The Investigators (Badge of Honor 7)
Page 280
Dennis Coughlin and Michael O’Hara had apparently evicted the district captain from his office. O’Hara was sitting behind his desk. Coughlin was sitting in the one, somew
hat battered, chrome-and-leather armchair.
“Mr. Giacomo, Chief,” Danny announced. “Should I have his illegally parked car hauled away now, or wait awhile?”
“Declare it abandoned, have it hauled to the Academy, and tell them I said they should use it for target practice,” Coughlin replied. “Good morning, Counselor.”
“You heard him, Mickey,” Giacomo said. “Blatantly and shamelessly threatening the desecration of a work of art.”
O’Hara got up from behind the desk and walked toward the door.
“Somehow, I get the feeling that Denny would rather talk to you alone, Manny,” he said, touching his shoulder as he walked past him.
Danny the Judge pulled the door closed.
“There’s coffee, Manny,” Coughlin said, indicating a coffee machine.
Giacomo walked to it and helped himself.
“Being a suspicious character,” he said as he looked with distaste at a bowl full of packets of nondairy creamer and decided he was not going to put that terrifying collection of chemicals into his coffee, “I suspect that there may be more here than meets the eye. Or, more specifically, what I was led to believe by the vice president of the FOP.”
“What did he lead you to believe?” Coughlin asked.
“For one thing,” Giacomo said, taking a sip from his coffee mug—which bore the insignia of the Emerald Society, the association of police officers of Irish extraction—and deciding the coffee was going to be just as bad as he was afraid it would be, “the last I heard, Chief Inspector Coughlin was not running Internal Affairs.”
“What did they tell you at the FOP?” Coughlin repeated.
“That several all-around scumbags engaged in the controlled-substances distribution industry had made several outrageous allegations against a number of pure-as-freshly-fallen-snow police officers.”
“Well, they got the ‘scumbags’ part right, at least,” Coughlin said.
“I am now prepared to listen to—if you are inclined to tell me—the opposing view.”
He sat down at the district captain’s desk and looked at Coughlin.
“Off the record, if you’d rather, Denny,” he added.
“Thank you for off-the-record, Manny,” Coughlin said. “Okay. We have the entire Five Squad of the Narcotics Unit under arrest. The charge right now is misprision in office.”
“The entire Five Squad? That’s interesting. And so is ‘misprision.’ And what inference, if any, should I draw from ‘right now’?”
“One of the charges that may be placed against one of these officers is rape,” Coughlin said.
“ ‘May be placed’? Was there a rape? Can you prove it?”
“There was a rape. An oral rape. We have a witness to the rape.”

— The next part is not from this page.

PR #5195, opened 2021-11-02
fix(android): Integer conversion of compileSdk/minSdk/targetSdk

### LINKED ISSUE #5194: bug: Unable to customize `compileSdkVersion` with Gradle Kotlin DSL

“ ‘May be placed’? I don’t understand that.”
“I understand, Manny, that you took Vincenzo Savarese to Brewster Payne’s office, where Savarese begged Brewster to lean on his daughter to treat Savarese’s granddaughter?”
“What we’re talking about here, Denny, is the Narcotics Five Squad,” Giacomo said. “Not Vincenzo Savarese.”
“Shortly after Dr. Payne took Cynthia Longwood under her care,” Coughlin went on, “a message was left for her at University Hospital—”
“I’m really disappointed in Dr. Payne. And/or Brewster Payne. If what you say is true, then either Payne told his son—which is the same thing as telling the police—or Dr. Payne clearly violated patient-physician—”
“Let me finish, Manny,” Coughlin said.